Sabdariffa heterophylla, commonly known as native rosella or toilet paper bush, is a flowering plant in the family Malvaceae. It a shrub or small tree with white, pale pink or yellow flowers with a dark red centre and grows in New South Wales and Queensland.

==Description==
Sabdariffa heterophylla is a shrub or small tree with more or less smooth, prickly stems. The lower leaves are egg-shaped or with 3-5 lobes, upper leaves are narrowly oval shaped to narrowly lance shaped and 5-18 cm long. The flowers are borne singly in leaf axils, calyx lobes lance-shaped, 20-35 mm long with a dense covering of rusty-coloured star shaped, short, matted hairs. The flower corolla 5-7 cm long, pale pink, white or yellow with a dark red centre. The fruit is 20 mm long and covered with straw-coloured short, soft, upright hairs. Flowering occurs from spring to summer.

==Taxonomy and naming==
Hibiscus heterophyllus was first formally described in 1805 by Étienne Pierre Ventenat and the description was published in Jardin de la Malmaison. The specific epithet (heterophyllus) means "different" and "leaved" with reference to having varying shaped leaves. Dtharang-gange is recorded as an Aboriginal name for the plant, from New South Wales.

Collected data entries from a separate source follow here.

PR #3507, opened 2015-01-22
(PUP-3887) Fix checksum and source_permissions option in file servers

MikaelSmith:
The file_server uses the requested checksum_type to calculate a
file checksum, rather than always defaulting to md5.

### DIFF
--- a/lib/puppet/file_serving/content.rb
+++ b/lib/puppet/file_serving/content.rb
@@ -21,11 +21,9 @@ class Puppet::FileServing::Content < Puppet::FileServing::Base
     instance
   end
 
-  # BF: we used to fetch the file content here, but this is counter-productive
-  # for puppetmaster streaming of file content. So collect just returns itself
+  # This is no longer used, but is still called by the file server implementations when interacting
+  # with their model abstraction.
   def collect(source_permissions = nil)
-    return if stat.ftype == "directory"
-    self
   end
 
   # Read the content of our file in.
--- a/lib/puppet/indirector/direct_file_server.rb
+++ b/lib/puppet/indirector/direct_file_server.rb
@@ -7,9 +7,7 @@ class Puppet::Indirector::DirectFileServer < Puppet::Indirector::Terminus
 
   def find(request)
     return nil unless Puppet::FileSystem.exist?(request.key)
-    instance = model.new(request.key)
-    instance.links = request.options[:links] if request.options[:links]
-    instance
+    path2instance(request, request.key)
   end
 
   def search(request)
--- a/lib/puppet/indirector/file_metadata/file.rb
+++ b/lib/puppet/indirector/file_metadata/file.rb
@@ -4,19 +4,4 @@ require 'puppet/indirector/direct_file_server'
 
 class Puppet::Indirector::FileMetadata::File < Puppet::Indirector::DirectFileServer
   desc "Retrieve file metadata directly from the local filesystem."
-
-  def find(request)
-    return unless data = super
-    data.collect(request.options[:source_permissions])
-
-    data
-  end
-
-  def search(request)
-    return unless result = super
-
-    result.each { |instance| instance.collect }
-
-    result
-  end
 end
--- a/lib/puppet/indirector/file_server.rb
+++ b/lib/puppet/indirector/file_server.rb
@@ -27,10 +27,7 @@ class Puppet::Indirector::FileServer < Puppet::Indirector::Terminus
     # The mount checks to see if the file exists, and returns nil
     # if not.
     return nil unless path = mount.find(relative_path, request)
-    result = model.new(path)
-    result.links = request.options[:links] if request.options[:links]
-    result.collect(request.options[:source_permissions])
-    result
+    path2instance(request, path)
   end
 
   # Search for files.  This returns an array rather than a single
@@ -42,18 +39,7 @@ class Puppet::Indirector::FileServer < Puppet::Indirector::Terminus
       Puppet.info "Could not find filesystem info for file '#{request.key}' in environment #{request.environment}"
       return nil
     end
-
-    filesets = paths.collect do |path|
-      # Filesets support indirector requests as an options collection
-      Puppet::FileServing::Fileset.new(path, request)
-    end
-
-    Puppet::FileServing::Fileset.merge(*filesets).collect do |file, base_path|
-      inst = model.new(base_path, :relative_path => file)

==Distribution and habitat==
This species is usually found in open forest, rainforest or nearby, from north-east Queensland to the south coast of New South Wales.

== Uses ==
The indigenous Australians consumed the young shoots, leaves, and roots of the plant without preparation. The flowers were eaten either raw or cooked. The plant’s fibre, known for its strength, was traditionally extracted through maceration and used to make items such as dilly bags and hunting nets.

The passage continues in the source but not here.